World YWCA Week Without Violence-Everyday Sexual Assault and Harassment

Rachael-Anne O’Byrne, age 26 from Scotland.

I am the Learning & Development Officer with YWCA Scotland. My role includes developing and delivering training programmes for youth and community workers across Scotland in gender issues providing toolkits that can be used in youth groups and programmes. This is a pilot project with YWCA Scotland which we hope will continue beyond the initial funded period. Previous to this role, I oversaw a programme of activities for girls and young women within YWCA Kirkcaldy, Fife, Scotland which aimed to build confidence, self esteem, leadership and various other skills.

Rachael-Anne O’Byrne

As well as my staff role with YWCA Scotland, I am involved in the work of YWCA of Great Britain – most recently being on the steering group which is helping to organise a Great Britain wide conference on Violence Against Women. I am also going to represent YWCA of Great Britain at the up and coming ITI in Seoul, Korea.

Everyday Sexual Assault and Harassment

Recently, I read two articles on the same day which upset, worried and angered me. I wrote about the articles for the YWCA of Great Britain’s website and feature ‘Y Response’ and I’d like to share my reflections on them as part of World YWCA’s Week Without Violence. I read Laura Bates’ article, Every Day Sexual Assault in the UK.[1] And, on the same day, I read another article sent to me by a colleague with the title: Egypt’s Sexual Harassment of Women ‘Epidemic.[2] Both articles concerned women’s daily harassment and assault on the streets. I think the fact that they were posted on the same day really highlights the gravity of this issue.

Violence against women has many faces and sexual harassment and assault cannot go unnoticed when discussing the prevalence and many forms that it takes all over the world.

Campaigners in Egypt said that there has been a rise in sexual harassment incidents over the last 3 months, which are detailed within the BBC News article. While Laura Bates’ article recounts the reports of sexual harassment and assault, which are being reported by women from all over the UK to the Everyday Sexism Project.

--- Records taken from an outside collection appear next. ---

PR #17555, opened 2026-05-29
chore: port policy YAML from previous default branch

reubeno:
With the default branch switch from `3.0` to `4.0`, we need to bring along the bot policy YAML.

As part of the port, I've added `4.0` branch/labels and also removed `2.0`-era ones.

### DIFF
--- a/.github/policies/resourceManagement.yml
+++ b/.github/policies/resourceManagement.yml
@@ -1,0 +1,163 @@
+# =============================================================================
+# Resource Management policy (GitHub "Policy Service" / GitOps).
+#
+# This file is consumed by Microsoft's GitOps Policy Service, NOT by GitHub
+# Actions. The service watches the repo and reconciles behavior against the
+# rules below.
+#
+# IMPORTANT SCOPING FACTS:
+#   * The service reads .github/policies/* ONLY from the repository's DEFAULT
+#     branch (currently `4.0`) and then applies the rules to PRs/issues
+#     targeting ANY branch. You therefore cannot keep "3.0 rules" on the 3.0
+#     branch and "4.0 rules" on 4.0 -- everything lives here, on the default
+#     branch, and is discriminated by CONDITIONS (e.g. `targetsBranch`).
+#   * There is NO file- or group-level branch scope. Filenames are purely
+#     organizational. To scope a SET of rules to a branch, put a single
+#     `targetsBranch` guard in a parent task's top-level `if:` and nest the
+#     rules under its `then:` -- the top-level `if:` is ANDed, so every nested
+#     child inherits the guard (see the classic 3.0 group below).
+#   * The repo layout differs by era and uses DISJOINT top-level paths, so the
+#     area-label groups never collide:
+#       - classic (3.0/3.0-dev): SPECS*/, toolkit/
+#       - azldev  (4.0):         base/, specs/, distro/, locks/, external/, ...
+#
+# Within a task, `if:` is a list of ANDed conditions and `then:` is a list of
+# actions; both can be nested arbitrarily.
+# =============================================================================
+
+# Top-level scalars below are part of the primitive's template and intentionally
+# left empty. `id` is managed by the Policy Service; `owner`/`where`/`onFailure`/
+# `onSuccess` are optional and unused. (`where:` selects which REPOS an
+# org-distributed policy targets -- it is NOT a branch/PR filter.)
+id:
+name: GitOps.PullRequestIssueManagement
+description: GitOps.PullRequestIssueManagement primitive
+owner:
+resource: repository
+disabled: false
+where:
+onFailure:
+onSuccess:
+configuration:
+  resourceManagementConfiguration:
+    scheduledSearches: []
+    eventResponderTasks:
+      # =======================================================================
+      # GROUP: 4.0+ area labels (GATED to the 4.0 branch).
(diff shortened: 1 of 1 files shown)


.github/policies/resourceManagement.yml
```diff
@@ -0,0 +1,163 @@
...
+    eventResponderTasks:
+      # =======================================================================
+      # GROUP: 4.0+ area labels (GATED to the 4.0 branch).
+      # The single `or(targetsBranch ...)` guard scopes the ENTIRE group; every
+      # nested `if/then` inherits it.
+      # =======================================================================
+      - description: Area labels for PRs that target 4.0
+        if:
+          - payloadType: Pull_Request
+          - or:
```
jslobodzian, line 53: should this be an "and"?

.github/policies/resourceManagement.yml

I learned about the problem of sexual harassment on the streets of Egypt while at YWCA’s World Council 2011 in Zurich. Sandra Aziz, from YWCA of Egypt, showed the International Women’s Summit a trailer from the emotive and powerful film Cairo 678, the story of three women searching for justice from the plight of daily sexual harassment. It is reported that for millions of Egyptian women, sexual harassment is an unspoken aspect of everyday life, and in 2008, a study by the Egyptian Centre for Women’s Rights found that more than 80% of Egyptian women have experienced sexual harassment,[3] showing that it is a problem which is deeply rooted in Egyptian society. The article reports that the Egyptian government are taking the problem seriously, although campaigners argue that it is not yet a priority.

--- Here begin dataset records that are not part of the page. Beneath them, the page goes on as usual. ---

PR #17556, opened 2026-05-29
docs: written terms and conditions for compliance

jblanch2:


docs/terms/terms-and-conditions.md
```diff
@@ -0,0 +1,107 @@
+# MICROSOFT SOFTWARE LICENSE TERMS
```
reubeno, line 1: Should this be integrated with the `LICENSE` document at the root of the repo? Does it need to be linked from the README? Or is the requirement just that it be present *somewhere*?

reubeno (approved):

PR #17560, opened 2026-05-29
fix(python-build): disable extras and tests bconds to fix BR-unresolvable nightly failure

WithEnoughCoffee:
## Summary

Disables the `extras` and `tests` build conditionals for `python-build` via an azldev overlay to fix a BR-unresolvable nightly build failure.

## Problem

The `python-build` spec declares dynamic BuildRequires that the nightly build scheduler cannot see when planning build order:

- **`extras` bcond** (default ON via `%{undefined rhel}`) pulls `uv` into BuildRequires through `%pyproject_buildrequires -x virtualenv,uv`. Although AZL4 ships `python3-uv`, the `uv` package currently fails to build, causing BR-unresolvable failures.
- **`tests` bcond** pulls dynamic test BuildRequires (e.g. `filelock`, `pytest-mock`) via `%pyproject_buildrequires -g test`. These are discovered at build time from upstream metadata rather than statically declared, so the scheduler cannot order them — if `python-build` is scheduled before those deps are tagged in, the build fails non-deterministically.

## Fix

Add a `python-build.comp.toml` overlay setting `build.without = ["extras", "tests"]`, which azldev renders into:

- `specs/p/python-build/python-build.azl.macros` defining `%_without_extras 1` and `%_without_tests 1`
- A `%{load:...}` of that macros file plus `Source9999` in `python-build.spec`
- Release bump to `1.3.0-6` with changelog entry

`%pyproject_check_import` still runs as a basic sanity check. The component is also removed from the catch-all list in `components.toml` now that it has its own overlay directory.

## Validation

After rebuild, `python-build` resolves its buildroot and no longer depends on the unbuildable `uv` or on dynamically-discovered test deps.


base/comps/python-build/python-build.comp.toml
```diff
@@ -0,0 +1,11 @@
+# AZL does not ship python3-uv or python3-build+uv/+virtualenv extras subpackages.
```
reubeno: `uv` *is* present in AZL4, and it provides `python3-uv`. I think the real issue is that `uv` isn't building correctly.

Unless we're proposing removal of `uv`, let's try to address that root cause.

base/comps/python-build/python-build.comp.toml
```diff
@@ -0,0 +1,11 @@
...
+# The extras bcond (default ON via %{undefined rhel}) pulls uv into BuildRequires
+# via %pyproject_buildrequires -x virtualenv,uv, causing BR-unresolvable failures.
+#
+# Tests are disabled to align with RHEL — the spec notes "not all test dependencies
+# are included in RHEL: filelock, pytest-mock". The dynamic test BRs (via -g test)
```
reubeno: Does AZL4 provide filelock, pytest-mock*, though? That's relevant.

base/comps/python-build/python-build.comp.toml
```diff
@@ -0,0 +1,11 @@
...
+# create fragile ordering dependencies in the Koji nightly build tag, causing
```
reubeno: What's meant by "fragile ordering dependencies"?

reubeno (changes requested):

base/comps/python-build/python-build.comp.toml
WithEnoughCoffee: Yes, AZL4 ships both python-filelock and python-pytest-mock. The test-disable rationale was carried over from the RHEL spec comment. Should we enable the tests and then I can remove the justification?

base/comps/python-build/python-build.comp.toml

It is more than a year since I was in Zurich, at World Council, so I felt frustrated and saddened that the problem in Egypt was now being reported to be reaching ‘epidemic proportions’, particularly after witnessing the sheer enthusiasm and determination from the YWCA of Egypt representative on speaking out about sexual harassment and Cairo 678.

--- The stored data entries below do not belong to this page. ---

PR #17594, opened 2026-06-01
feat(scripts): add automated QEMU ISO install verification

kgodara912:
Add scripts/auto_iso_install_qemu.py to drive an unattended Azure Linux ISO install in QEMU over the serial console and verify the installed system boots and logs in. Lets contributors iterate on the installer (Anaconda, kickstart, GRUB, LUKS) without clicking through the TUI, and gives CI a reusable smoke-test entry point.

Supports both standard and LUKS-encrypted installs, parses the Anaconda hub at runtime to locate the Root password spoke, handles first-boot and post-relabel LUKS unlocks, verifies login via an echoed marker, captures `systemd-analyze` output, then powers off.

Usage:
  python3 scripts/auto_iso_install_qemu.py -i <iso> -d <disk.qcow2>

### DIFF
--- a/scripts/auto_iso_install_qemu.py
+++ b/scripts/auto_iso_install_qemu.py
@@ -1,0 +1,523 @@
+#!/usr/bin/env python3
+"""Automate Azure Linux ISO install in QEMU over serial console.
+
+This script boots an installer ISO, watches serial output, responds to known
+prompts, waits for first boot, logs in, and verifies the installed system is up.
+
+Example:
+  python3 scripts/auto_iso_install_qemu.py \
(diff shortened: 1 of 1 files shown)


reubeno:
Hi @kgodara912 -- thanks for putting this together! It will be great to test the ISO as part of the eng process.

What would be your plan for running this as part of the Validation Service? It's okay if it's not integrated from the get-go, but would be great to understand how it's intended to join up.

christopherco:
@kgodara912 and @bhagyapathak are working together on including ISO automated testing in the validation service

kgodara912:
As this will be part of validation service hence closing PR here.

PR #17601, opened 2026-06-02
docs: extend ISO instructions to support qemu

reubeno:
Adds QEMU-based instructions for ISO boot/install in a local VM. Extends the existing Hyper-V instructions.


christopherco (approved):
:shipit:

In the UK, Laura Bates designed the Everyday Sexism Project to document sexism experienced worldwide; to show the scale of the problem of sexism and sex discrimination. She informs us that, since it launched only five months ago, there have been hundreds of reports of women being sexually assaulted and harassed in public. The law in the UK on sexual assault is clear, and can carry a ten year prison sentence. However, as Laura Bates has discovered through the project, we live in a society that deliberately downplays, and normalises, sexual assault and harassment, ‘telling women not to make a fuss out of nothing.’[4]

While reading both articles, I recalled an incident that happened recently with a group of young women I’d been working with. After our activity had ended, the young women chose to wait in the centre, with me, until a group of men, who had been working outside of the building, got into their vans and left.

I asked the young women why they wanted to wait, and they said that they didn’t want the men to say anything to them or whistle at them when they walked past. This really struck a chord with me, as I had shared their concerns upon first seeing the men. I was upset that the young women had to feel this way, but was not surprised that they had already experienced this sort of harassment at such a young age, and were now weary in these situations.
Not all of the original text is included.